Howard Yana-Shapiro has an amazing beard and a Buell S1 Lightning that’s setup for land speed racing at Bonneville.

You have to love the details – check out the added lip to scoop just a little bit more air in.

On the less subtle side, look at the spoiler on this turbocharged Honda Shadow sidecar rig!

It seems that some company decides to premiere a new bike at the Quail every year now. One of this year’s debuts was the second generation of the Lito Sora 2, a premium electric bike. I was very excited to see what they had in store, because old-school Litos are some of the most beautiful motorcycles I’ve ever seen.

Unfortunately, the current Lito, which is based in Quebec, has nothing to do with the original Swedish company except in name. That’s my assumption, because it’s very difficult to do any research on them – they don’t even have a website, the address just redirects to their marketing agency. The first generation Sora cost about $40k. This one is $82k, which means the price is almost as ugly as the bike is.

Another odd debut was next door by Harley-Davidson as they let people “try” the new LiveWire in a simulation with VR goggles. There was always a line for it, but I had no interest in trying a motorcycle like this.

Talking to JT Nesbitt about his design ideas (pictured in the background) for the upcoming Curtiss.

Another common sight at the Quail was me having a beer while admiring machinery. In the middle is our buddy Kyle Hyatt, who wrote a couple of stories here on Bike-urious had has since graduated to being a full time writer at Roadshow by CNET!

Somer Hooker checks out the Revival Birdcage. This was one of the first public sightings of the R18 motor that BMW will be using in their upcoming cruiser.

This lovely Rumi Formichino (Italian for Little Ant) was ready for a picnic.
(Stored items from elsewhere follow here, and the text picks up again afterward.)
PR #2004, opened 2026-07-21
Fix Terraform plan output truncation in CI

mamu0:
This PR updates the Infrastructure Review workflow to run Terraform-related Nx tasks with `--outputStyle=stream-without-prefixes`.
In our CI context, Nx grouped/static output was causing Terraform plan logs to appear truncated for large environments.

With this change:

- full Terraform plan output is preserved in step logs;
- noisy per-line project prefixes are removed;
- no custom plan truncation or GitHub Step Summary fallback is needed in the dx-tasks plugin.

Resolves: CES-2197

### DIFF
--- a/packages/dx-tasks/src/terraform/plan.ts
+++ b/packages/dx-tasks/src/terraform/plan.ts
@@ -1,5 +1,6 @@
 /** This module runs Terraform plans for dx-tasks without external process helpers. */
 
+import fs from "node:fs/promises";
 import util from "node:util";
 import * as z from "zod/mini";
 
@@ -60,6 +61,51 @@ export interface TerraformPlanReport {
 
 const noPlanOutputMessage = "No plan output available.";
 const terraformPlanReportSeparator = "\n\n";
+
+// CI step logs can truncate output for large plans; this limit keeps each plan's
+// console output well within safe bounds while leaving room for task runner overhead.
+const PLAN_CONSOLE_MAX_CHARS = 50_000;
+
+// Appends the full Terraform plan output to a summary file as a collapsible
+// <details> block. No-ops when summaryFilePath is not provided.
+// Errors are swallowed since this is best-effort; the report artifact and console log remain available.
+export const appendPlanOutputToSummary = async (
+  summaryFilePath: string | undefined,
+  modulePath: string,
+  strippedOutput: string,
+): Promise<void> => {
+  if (!summaryFilePath) {
+    return;
+  }
+
+  const markdown = `### Terraform Plan: \`${modulePath}\`\n\n<details><summary>Show Plan</summary>\n\n\`\`\`\n${strippedOutput}\n\`\`\`\n\n</details>\n\n`;
+
+  try {
+    await fs.appendFile(summaryFilePath, markdown, "utf8");
+  } catch (e) {
+    console.warn("Failed to write Terraform plan output summary", e);
+  }
+};
+
+// Truncates plan output to maxChars for console logging. When the output exceeds the limit,
+// replaces it with the summary line and a notice pointing users to the output summary file.
+export const truncateForConsoleLog = (
+  output: string,
+  summaryLine: string | undefined,
+  maxChars: number,
+  shouldTruncate: boolean,
+  hasSummaryFile: boolean,
+): string => {
+  if (!shouldTruncate || output.length <= maxChars) {
+    return output;
+  }
+
+  const truncationTarget = hasSummaryFile
+    ? "See the plan output summary for the full output."
+    : "See the plan report artifacts for the full output.";
+
+  return `${summaryLine ?? noPlanOutputMessage}\n\n[Plan output truncated. ${truncationTarget}]`;
+};
 
 const renderTerraformPlanReports = (
   reports: readonly TerraformPlanReport[],
@@ -232,6 +278,8 @@ const executeTerraformPlan = async (
   env: Record<string, string>,
   verbose: boolean,
   report: boolean,
+  summaryFilePath: string | undefined,
+  shouldTruncate: boolean,
   context: TaskRunContext,
 ) => {
   const result = await runCommand("terraform", ["plan"], modulePath, env);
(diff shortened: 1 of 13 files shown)


krusty93:
question: do you have the link to the run showed in the screenshot?

mamu0:
> question: do you have the link to the run showed in the screenshot?

@krusty93  You can take a look [here](https://github.com/pagopa/dx/actions/runs/29817938740/job/88593598688#step:11:159)

krusty93:
> > question: do you have the link to the run showed in the screenshot?
> 
> @krusty93 You can take a look [here](https://github.com/pagopa/dx/actions/runs/29817938740/job/88593598688#step:11:159)

Does the summary have any similar limit? Perhaps it can be solved by disabling NX groups? I sincerely don't know

mamu0:
> Does the summary have any similar limit? Perhaps it can be solved by disabling NX groups? I sincerely don't know

@krusty93 What do you mean by summary limit?
This PR addresses the issue where the terraform plan done in `validate_v2.yaml` was being truncated in the step logs. This happens because each step has a maximum limit of 65k characters, and large plans were exceeding this threshold.
For example [this](https://github.com/pagopa/dx/actions/runs/29814866002/job/88583802334#step:11:880) is an execution without the PR fix.

packages/dx-tasks/src/terraform/plan.ts
```diff
@@ -61,6 +62,51 @@ export interface TerraformPlanReport {
...
+// console output well within safe bounds while leaving room for task runner overhead.
+const PLAN_CONSOLE_MAX_CHARS = 50_000;
+
+// Appends the full Terraform plan output to a summary file as a collapsible
+// <details> block. No-ops when summaryFilePath is not provided.
+// Errors are swallowed since this is best-effort; the report artifact and console log remain available.
+export const appendPlanOutputToSummary = async (
+  summaryFilePath: string | undefined,
+  modulePath: string,
+  strippedOutput: string,
```
kin0992: **nitpick**: I would call this argument just `output` or in general I would not prepend the `stripped`prefix.

the function scope is to append something to a file, so it can be a stripped output or a simple string

kin0992: for the same reason, I would not accept an undefined value for `summaryFilePath`

in general this function aims to write some content to a file. so its scope should be just that; if the file does not exist, the `appendFile` will fail.

so, if the summaryFilePath may be undefined for some Action runs, then I would handle it somewhere else.
The caller should handle it in my opinion

```typescript
// some logic before
if (summaryFilePath) {
// filePath provided, then append to a file
    appendPlanOutputToSummary(file, module, output);
} else {
    // do something else, if needed
    // or do nothing
}
```

Please note that the code provided is just an example

packages/dx-tasks/src/terraform/plan.ts
```diff
@@ -61,6 +62,51 @@ export interface TerraformPlanReport {
...
+export const truncateForConsoleLog = (
+  output: string,
+  summaryLine: string | undefined,
+  maxChars: number,
+  shouldTruncate: boolean,
+  hasSummaryFile: boolean,
+): string => {
+  if (!shouldTruncate || output.length <= maxChars) {
+    return output;
+  }
```
kin0992: **note**: same as a previous comment

I would not handle the logic for truncating here. I would assume this function just returns a truncated output (as the function's name suggests)

packages/dx-tasks/src/terraform/plan.ts
```diff
@@ -232,6 +278,8 @@ const executeTerraformPlan = async (
   env: Record<string, string>,
   verbose: boolean,
   report: boolean,
+  summaryFilePath: string | undefined,
+  shouldTruncate: boolean,
```
kin0992: **suggestion**: I would rename the `shouldTruncate` in something different

If you call it `shouldTruncate`, I would expect to have some code like
```typescript
if (shouldTruncate)
    truncateOutput();
```
and the `truncateOutput` would just return the truncated output.
But looking at the implementation, the output is going to be truncated not only when the `shouldTruncate` condition is `true`, so naming is misleading

packages/dx-tasks/src/terraform/plan.ts
mamu0: thanks for the suggestion, i've done this here [13d674c](https://github.com/pagopa/dx/pull/2004/commits/13d674c1ce13ce24a920680df92e5d5daab2d0b2)

packages/dx-tasks/src/terraform/plan.ts
mamu0: done here [13d674c](https://github.com/pagopa/dx/pull/2004/commits/13d674c1ce13ce24a920680df92e5d5daab2d0b2)

packages/dx-tasks/src/terraform/plan.ts
mamu0: thanks for the suggestion, i've renamed that here [13d674c](https://github.com/pagopa/dx/pull/2004/commits/13d674c1ce13ce24a920680df92e5d5daab2d0b2)

krusty93:
> > Does the summary have any similar limit? Perhaps it can be solved by disabling NX groups? I sincerely don't know
> 
> @krusty93 What do you mean by summary limit? This PR addresses the issue where the terraform plan done in `validate_v2.yaml` was being truncated in the step logs. This happens because each step has a maximum limit of 65k characters, and large plans were exceeding this threshold. For example [this](https://github.com/pagopa/dx/actions/runs/29814866002/job/88583802334#step:11:880) is an execution without the PR fix.

I mean the [summary](https://github.com/pagopa/dx/actions/runs/29907654887#summary-88882888777) where this PR is moving the output, perhaps it does have a similar limit as the PR comments?

About the example run you linked, it seems very short to hit a limit. We saw several times runs with bigger outputs there were not truncated. For example, [this one is way longer](https://github.com/pagopa/io-infra/actions/runs/29905950107/job/88877843773?pr=1964) than the example (227k characters vs 65k). Something is hinting the limit is imposed by the NX sub-groups instead

krusty93 (changes requested):
Something is not right

https://github.com/pagopa/dx/pull/2004#issuecomment-5047534067

mamu0:
> I mean the [summary](https://github.com/pagopa/dx/actions/runs/29907654887#summary-88882888777) where this PR is moving the output, perhaps it does have a similar limit as the PR comments?
> 
> About the example run you linked, it seems very short to hit a limit. We saw several times runs with bigger outputs there were not truncated. For example, [this one is way longer](https://github.com/pagopa/io-infra/actions/runs/29905950107/job/88877843773?pr=1964) than the example (227k characters vs 65k). Something is hinting the limit is imposed by the NX sub-groups instead

@krusty93 Great point, thanks!
In this commit [87bea3f](https://github.com/pagopa/dx/pull/2004/commits/87bea3fd109e293c7b30343652d1867d1641d09c) I've removed the `GITHUB_STEP_SUMMARY` workaround and the 50k truncation logic from the Terraform task, so we now emit the full plan output again.
I also switched nx affected to `--outputStyle=stream` in `validate-v2.yaml` to bypass Nx grouped/static output handling in CI, which looks like the likely source of the truncation behavior we were seeing.

Check [this](https://github.com/pagopa/dx/actions/runs/29933171337/job/88967910417?pr=2004#step:11:1298) as result example

krusty93 (approved):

Cycle World is often heavily involved with the Quail – this year they hosted a talk/dinner withy Peter Egan after the show. They also had a booth at the Quail, and that’s where I learned that the CW is selling prints of some shots that they’ve used in the magazine. One shot was called “Heaven on Earth” and it looked very familiar – it’s the Stelvio Pass in Italy and I was the rider in the red helmet on an Aprilia Shiver as part of this story with Motorcyclist.

Awesome display touch for this R90S.

This may be the best use for a Ural I’ve ever seen. This rig followed the Quail Ride the previous day to film participants.

This year’s recipient of the Quail Ride Award was this Bimota DB1.

Alright, that’s probably enough for now. Special thanks to Gordon McCall, the man behind the Quail Motorcycle Gathering (and plenty of other motorsports events). Gordon is very proud of the fact that there’s no typecasting at the Quail. “There’s everything from unobtanium to regular bikes. That’s who we are!

I know this was a long one, but if you want more photos of cool bikes there are plenty more images in this album for you to enjoy. Thanks for reading!